• **WORK TASK**: The line containing "### LINKED ISSUE" marks the end: restate word for word every line from the first line of the entries below through that one.

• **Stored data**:
▬▬▬▬▬▬▬▬▬▬
PR #112, opened 2018-03-02
Add top and bottom to plot_plane

gepcel:
I'm not sure about something. Please review this.


maartenbreddels:
Thanks, there isn't a proper convention for the faces to face inside or outside.. that should be fixed, but I'll merge this first!

PR #309, opened 2021-11-22
Fix #255 AtomVariableInstancer assumes Base != null

### LINKED ISSUE #255: [BUG] AtomVariableInstancer assumes Base != null
**Describe the bug**
AtomVariableInstancer assumes Base != null. Simple issue just add any VariableInstancer, for instance ColorVariableInstancer on a GameObject. When you enter Play mode an error will trigger in the ImplSpecificSetup. 

**To Reproduce**
1. Create a new scene.
2. In the new scene create a new GameObject.
3. Add a ColorVariableInstancer component to the new GameObject.
4. Enter Play mode.
5. An error will trigger.

**Expected behavior**
I would expect the error to not trigger. The AtomBaseVariableInstancer class seems capable of knowing how to handle the case when Base is null, so it seems odd that the AtomVariableInstancer cannot also handle that. It seems that a null check before the Base.Changed would be enough to alleviate the issue.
▬▬▬▬▬▬▬▬▬▬
• **OUTPUT FOR THIS EXERCISE**:
PR #112, opened 2018-03-02
Add top and bottom to plot_plane

gepcel:
I'm not sure about something. Please review this.


maartenbreddels:
Thanks, there isn't a proper convention for the faces to face inside or outside.. that should be fixed, but I'll merge this first!

PR #309, opened 2021-11-22
Fix #255 AtomVariableInstancer assumes Base != null

### LINKED ISSUE #255: [BUG] AtomVariableInstancer assumes Base != null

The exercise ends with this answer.